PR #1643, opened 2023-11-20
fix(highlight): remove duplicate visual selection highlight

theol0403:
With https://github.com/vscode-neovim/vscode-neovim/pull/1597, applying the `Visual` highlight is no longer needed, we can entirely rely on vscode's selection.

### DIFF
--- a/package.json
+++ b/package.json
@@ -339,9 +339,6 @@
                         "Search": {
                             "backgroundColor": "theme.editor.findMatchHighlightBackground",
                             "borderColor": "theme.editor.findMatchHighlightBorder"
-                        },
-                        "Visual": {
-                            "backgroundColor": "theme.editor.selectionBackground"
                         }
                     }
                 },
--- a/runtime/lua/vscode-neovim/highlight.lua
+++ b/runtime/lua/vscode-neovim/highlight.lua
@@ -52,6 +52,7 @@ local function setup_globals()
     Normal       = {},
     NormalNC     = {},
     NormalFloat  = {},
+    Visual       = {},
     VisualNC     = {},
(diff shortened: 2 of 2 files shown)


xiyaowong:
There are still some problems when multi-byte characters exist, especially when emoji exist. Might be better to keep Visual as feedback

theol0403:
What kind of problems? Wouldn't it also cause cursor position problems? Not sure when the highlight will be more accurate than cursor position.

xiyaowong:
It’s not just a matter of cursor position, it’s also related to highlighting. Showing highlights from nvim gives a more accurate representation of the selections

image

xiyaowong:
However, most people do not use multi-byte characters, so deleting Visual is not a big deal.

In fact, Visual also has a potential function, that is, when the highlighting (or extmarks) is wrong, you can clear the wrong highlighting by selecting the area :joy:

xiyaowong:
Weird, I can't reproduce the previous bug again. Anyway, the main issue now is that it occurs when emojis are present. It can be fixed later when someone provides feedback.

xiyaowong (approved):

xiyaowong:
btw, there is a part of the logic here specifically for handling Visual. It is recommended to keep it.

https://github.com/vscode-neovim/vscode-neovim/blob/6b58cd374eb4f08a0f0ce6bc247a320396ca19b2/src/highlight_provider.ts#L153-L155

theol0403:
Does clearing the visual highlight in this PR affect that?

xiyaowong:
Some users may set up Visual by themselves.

•••

**Brief:** Output each entry exactly. Leave none out.

**Your solution:**
PR #1643, opened 2023-11-20
fix(highlight): remove duplicate visual selection highlight

theol0403:
With https://github.com/vscode-neovim/vscode-neovim/pull/1597, applying the `Visual` highlight is no longer needed, we can entirely rely on vscode's selection.

### DIFF
--- a/package.json
+++ b/package.json
@@ -339,9 +339,6 @@
                         "Search": {
                             "backgroundColor": "theme.editor.findMatchHighlightBackground",
                             "borderColor": "theme.editor.findMatchHighlightBorder"
-                        },
-                        "Visual": {
-                            "backgroundColor": "theme.editor.selectionBackground"
                         }
                     }
                 },
--- a/runtime/lua/vscode-neovim/highlight.lua
+++ b/runtime/lua/vscode-neovim/highlight.lua
@@ -52,6 +52,7 @@ local function setup_globals()
     Normal       = {},
     NormalNC     = {},
     NormalFloat  = {},
+    Visual       = {},
     VisualNC     = {},
(diff shortened: 2 of 2 files shown)


xiyaowong:
There are still some problems when multi-byte characters exist, especially when emoji exist. Might be better to keep Visual as feedback

theol0403:
What kind of problems? Wouldn't it also cause cursor position problems? Not sure when the highlight will be more accurate than cursor position.

xiyaowong:
It’s not just a matter of cursor position, it’s also related to highlighting. Showing highlights from nvim gives a more accurate representation of the selections

image

xiyaowong:
However, most people do not use multi-byte characters, so deleting Visual is not a big deal.

In fact, Visual also has a potential function, that is, when the highlighting (or extmarks) is wrong, you can clear the wrong highlighting by selecting the area :joy:

xiyaowong:
Weird, I can't reproduce the previous bug again. Anyway, the main issue now is that it occurs when emojis are present. It can be fixed later when someone provides feedback.

xiyaowong (approved):

xiyaowong:
btw, there is a part of the logic here specifically for handling Visual. It is recommended to keep it.

https://github.com/vscode-neovim/vscode-neovim/blob/6b58cd374eb4f08a0f0ce6bc247a320396ca19b2/src/highlight_provider.ts#L153-L155

theol0403:
Does clearing the visual highlight in this PR affect that?

xiyaowong:
Some users may set up Visual by themselves.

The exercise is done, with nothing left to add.